L’inutile rivoluzione del Mes

I Paesi membri appartenenti alla fascia meridionale dell’Europa hanno più volte chiarito che non avrebbero considerato come soluzione valida alla ripartenza il Mes, a causa delle temute condizionalità che hanno da sempre contraddistinto il Meccanismo con sede a Lussemburgo, supervisionato dal temibile Eurogruppo e controllato da un manipolo di funzionari tedeschi.

Una delle prime mosse dell’Unione europea in risposta alla crisi economica causata dalla prima ondata di Covid-19 è stata quella di istituire una nuova linea di credito del Mes, cosicché gli Stati membri potessero richiedere prestiti fino al 2% del Pil con tassi di interesse prossimi allo zero. Roberto Gualtieri si è da subito prodigato per chiarire l’attuabilità di un prestito che ci sarebbe costato qualche centinaio di milioni di euro in dieci anni, omettendo appositamente – per non fomentare il senso crescente e giustificato di euroscetticismo – di chiarire la cessione di sovranità che avremmo dovuto scontare in caso di utilizzo del Fondo.

Il piano di controllo dell’Ue

Come ha affermato il lussemburghese Yves Mersch – membro del Comitato esecutivo della Banca centrale europea dal 2012 – la Bce dovrebbe agire in ottemperanza ai provvedimenti economici ideati dall’Eurogruppo –  Sure, Recovery Fund e Mes in primis – al fine di evitare di vanificare i piani di investimento dell’Europa stessa.

In risposta alla crisi economica, infatti, la banca centrale ha istituito un nuovo programma di acquisti Pepp, più flessibile e slegato dal “capital key”, ossia il principio che lega gli acquisti dei titoli di Stato alle quote di partecipazione al capitale dell’Eurotower, permettendo ai Paesi con un alto debito e con una forte crisi economica in corso – come Italia, Spagna e Portogallo – di rilanciare le loro economie senza richiedere i prestiti ideati da Bruxelles.
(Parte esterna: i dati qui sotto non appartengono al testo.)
PR #74, opened 2022-04-05
Aligned START expression with OSPool glideins. Added support for DESI…

rynge:
…RED_Sites/UNDESIRED_Sites (SOFTWARE-4874), IsBlackHole (replaces old RecentJobStarts approach), and HasExcessiveLoad.

### DIFF
--- a/50-main.config
+++ b/50-main.config
@@ -50,6 +50,10 @@ HasExcessiveLoad = LoadAvg > 2*DetectedCpus + 2
 
 # only accept new work for a while, for validated nodes and jobs with project name set
 # On GPU nodes, CPU only jobs are only allowed after all GPUs are in use
+#
+# Some attributes used (OSG_NODE_VALIDATED, IsBlackHole, HasExcessiveLoad, ...) might
+# not be used/defined by all VOs, so we explicitly check if they are defined before
+# using them as part of the START expression.
 START = (isUndefined(DaemonStartTime) || (time() - DaemonStartTime) < (MY.ACCEPT_JOBS_FOR_HOURS*60*60)) && \
         (isUndefined(MY.OSG_NODE_VALIDATED) || MY.OSG_NODE_VALIDATED) && \
         (isUndefined(IsBlackHole) || IsBlackHole == False) && \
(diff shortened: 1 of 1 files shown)


dsschult:
Is there a reason for why the DESIRED_Sites and UNDESIRED_Sites are being matched on the startd instead of in the job requirements?  I'm curious if there are good reasons for this, from either policy or HTCondor performance perspectives (I thought it was more performant to put these in the job requirements).

rynge:
For the glideins, DESIRED_Sites/UNDESIRED_Sites are also used for signaling what sites to provision the glidines for. It is basically a way to target just a subset of sites within a group. The problem for the OSPool is that for DESIRED_Sites/UNDESIRED_Sites to work correctly, all startds have to use them. That is why we need them here on the containers as well.

50-main.config
```diff
@@ -41,14 +41,22 @@ GLIDEIN_ResourceName = "Docker"
...
+               IsBlackHole HasExcessiveLoad
+
+IsBlackHole = IfThenElse(RecentJobDurationAvg is undefined, false, RecentJobDurationCount >= 10 && RecentJobDurationAvg < 180)
+HasExcessiveLoad = LoadAvg > 2*DetectedCpus + 2
 
 # only accept new work for a while, for validated nodes and jobs with project name set
 # On GPU nodes, CPU only jobs are only allowed after all GPUs are in use
 START = (isUndefined(DaemonStartTime) || (time() - DaemonStartTime) < (MY.ACCEPT_JOBS_FOR_HOURS*60*60)) && \
-        (MY.OSG_NODE_VALIDATED == True) && \
+        (isUndefined(MY.OSG_NODE_VALIDATED) || MY.OSG_NODE_VALIDATED) && \
```
matyasselmeci, line 54: This also runs jobs if OSG_NODE_VALIDATED is undefined - is that on purpose? When would OSG_NODE_VALIDATED be undefined?

rynge: The main concern would be other VOs picking up the container and maybe using different validation scripts.

matyasselmeci: Can you add a comment saying that, so I don't ask this question next time?

rynge: Done

matyasselmeci (approved):
LGTM.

Se la Bce dovesse introdurre, a dicembre, dei cambiamenti sui criteri di acquisto delle obbligazioni sovrane, gli investitori non percepirebbero più quell’aura di sicurezza a cui hanno assistito negli ultimi mesi, finendo col vendere in massa i titoli di Stato italiani, spagnoli e portoghesi, costringendo implicitamente i governi ad accedere ai prestiti di Bruxelles. L’Unione Europea è disposta a tutto pur di non vanificare gli investimenti fatti, utili ad ingabbiare i Paesi membri nel lungo termine.